=== Section Start ===

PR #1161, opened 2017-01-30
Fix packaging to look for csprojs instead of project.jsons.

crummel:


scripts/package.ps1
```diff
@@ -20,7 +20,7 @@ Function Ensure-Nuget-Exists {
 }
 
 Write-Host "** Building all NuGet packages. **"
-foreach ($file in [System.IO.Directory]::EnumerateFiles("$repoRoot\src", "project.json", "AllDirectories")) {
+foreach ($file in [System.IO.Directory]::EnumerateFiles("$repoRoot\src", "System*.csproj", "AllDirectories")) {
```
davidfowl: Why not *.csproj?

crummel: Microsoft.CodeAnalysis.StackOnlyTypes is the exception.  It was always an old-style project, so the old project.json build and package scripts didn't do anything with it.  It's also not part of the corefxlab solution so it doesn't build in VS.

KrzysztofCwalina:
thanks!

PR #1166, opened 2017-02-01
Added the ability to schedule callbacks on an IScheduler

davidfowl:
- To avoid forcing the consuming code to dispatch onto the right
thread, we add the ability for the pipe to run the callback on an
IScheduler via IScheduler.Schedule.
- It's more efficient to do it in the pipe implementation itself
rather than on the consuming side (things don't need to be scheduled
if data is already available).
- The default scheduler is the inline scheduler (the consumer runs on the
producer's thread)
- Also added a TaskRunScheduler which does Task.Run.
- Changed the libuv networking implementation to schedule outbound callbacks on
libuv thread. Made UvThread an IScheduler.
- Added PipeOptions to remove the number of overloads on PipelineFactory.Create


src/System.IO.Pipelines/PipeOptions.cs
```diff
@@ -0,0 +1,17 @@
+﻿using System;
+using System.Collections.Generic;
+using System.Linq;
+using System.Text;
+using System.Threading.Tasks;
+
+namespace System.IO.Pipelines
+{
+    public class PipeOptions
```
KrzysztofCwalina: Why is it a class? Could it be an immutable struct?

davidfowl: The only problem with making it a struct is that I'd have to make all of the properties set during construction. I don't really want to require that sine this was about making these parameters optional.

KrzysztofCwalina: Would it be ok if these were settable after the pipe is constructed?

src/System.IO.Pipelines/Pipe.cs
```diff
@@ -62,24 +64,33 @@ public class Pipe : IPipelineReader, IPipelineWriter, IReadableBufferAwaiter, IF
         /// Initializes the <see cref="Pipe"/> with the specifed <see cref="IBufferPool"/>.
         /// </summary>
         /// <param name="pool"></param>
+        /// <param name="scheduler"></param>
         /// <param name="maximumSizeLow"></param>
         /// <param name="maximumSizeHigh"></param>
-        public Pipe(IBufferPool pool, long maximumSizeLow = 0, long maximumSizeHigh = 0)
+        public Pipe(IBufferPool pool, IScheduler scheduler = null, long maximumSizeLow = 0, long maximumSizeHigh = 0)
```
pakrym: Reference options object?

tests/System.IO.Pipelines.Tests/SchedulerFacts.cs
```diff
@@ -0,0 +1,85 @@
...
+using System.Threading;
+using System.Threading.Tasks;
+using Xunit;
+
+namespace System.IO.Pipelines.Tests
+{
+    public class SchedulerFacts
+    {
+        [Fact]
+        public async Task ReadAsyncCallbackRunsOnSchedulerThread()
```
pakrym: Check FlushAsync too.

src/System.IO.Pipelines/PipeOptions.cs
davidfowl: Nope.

=== Section End ===

● **Activity**
The records above should be copied out again in full, exactly as they appear.

● **Exercise output**
PR #1161, opened 2017-01-30
Fix packaging to look for csprojs instead of project.jsons.

crummel:


scripts/package.ps1
```diff
@@ -20,7 +20,7 @@ Function Ensure-Nuget-Exists {
 }
 
 Write-Host "** Building all NuGet packages. **"
-foreach ($file in [System.IO.Directory]::EnumerateFiles("$repoRoot\src", "project.json", "AllDirectories")) {
+foreach ($file in [System.IO.Directory]::EnumerateFiles("$repoRoot\src", "System*.csproj", "AllDirectories")) {
```
davidfowl: Why not *.csproj?

crummel: Microsoft.CodeAnalysis.StackOnlyTypes is the exception.  It was always an old-style project, so the old project.json build and package scripts didn't do anything with it.  It's also not part of the corefxlab solution so it doesn't build in VS.

KrzysztofCwalina:
thanks!

PR #1166, opened 2017-02-01
Added the ability to schedule callbacks on an IScheduler

davidfowl:
- To avoid forcing the consuming code to dispatch onto the right
thread, we add the ability for the pipe to run the callback on an
IScheduler via IScheduler.Schedule.
- It's more efficient to do it in the pipe implementation itself
rather than on the consuming side (things don't need to be scheduled
if data is already available).
- The default scheduler is the inline scheduler (the consumer runs on the
producer's thread)
- Also added a TaskRunScheduler which does Task.Run.
- Changed the libuv networking implementation to schedule outbound callbacks on
libuv thread. Made UvThread an IScheduler.
- Added PipeOptions to remove the number of overloads on PipelineFactory.Create


src/System.IO.Pipelines/PipeOptions.cs
```diff
@@ -0,0 +1,17 @@
+﻿using System;
+using System.Collections.Generic;
+using System.Linq;
+using System.Text;
+using System.Threading.Tasks;
+
+namespace System.IO.Pipelines
+{
+    public class PipeOptions
```
KrzysztofCwalina: Why is it a class? Could it be an immutable struct?

davidfowl: The only problem with making it a struct is that I'd have to make all of the properties set during construction. I don't really want to require that sine this was about making these parameters optional.

KrzysztofCwalina: Would it be ok if these were settable after the pipe is constructed?

src/System.IO.Pipelines/Pipe.cs
```diff
@@ -62,24 +64,33 @@ public class Pipe : IPipelineReader, IPipelineWriter, IReadableBufferAwaiter, IF
         /// Initializes the <see cref="Pipe"/> with the specifed <see cref="IBufferPool"/>.
         /// </summary>
         /// <param name="pool"></param>
+        /// <param name="scheduler"></param>
         /// <param name="maximumSizeLow"></param>
         /// <param name="maximumSizeHigh"></param>
-        public Pipe(IBufferPool pool, long maximumSizeLow = 0, long maximumSizeHigh = 0)
+        public Pipe(IBufferPool pool, IScheduler scheduler = null, long maximumSizeLow = 0, long maximumSizeHigh = 0)
```
pakrym: Reference options object?

tests/System.IO.Pipelines.Tests/SchedulerFacts.cs
```diff
@@ -0,0 +1,85 @@
...
+using System.Threading;
+using System.Threading.Tasks;
+using Xunit;
+
+namespace System.IO.Pipelines.Tests
+{
+    public class SchedulerFacts
+    {
+        [Fact]
+        public async Task ReadAsyncCallbackRunsOnSchedulerThread()
```
pakrym: Check FlushAsync too.

src/System.IO.Pipelines/PipeOptions.cs
davidfowl: Nope.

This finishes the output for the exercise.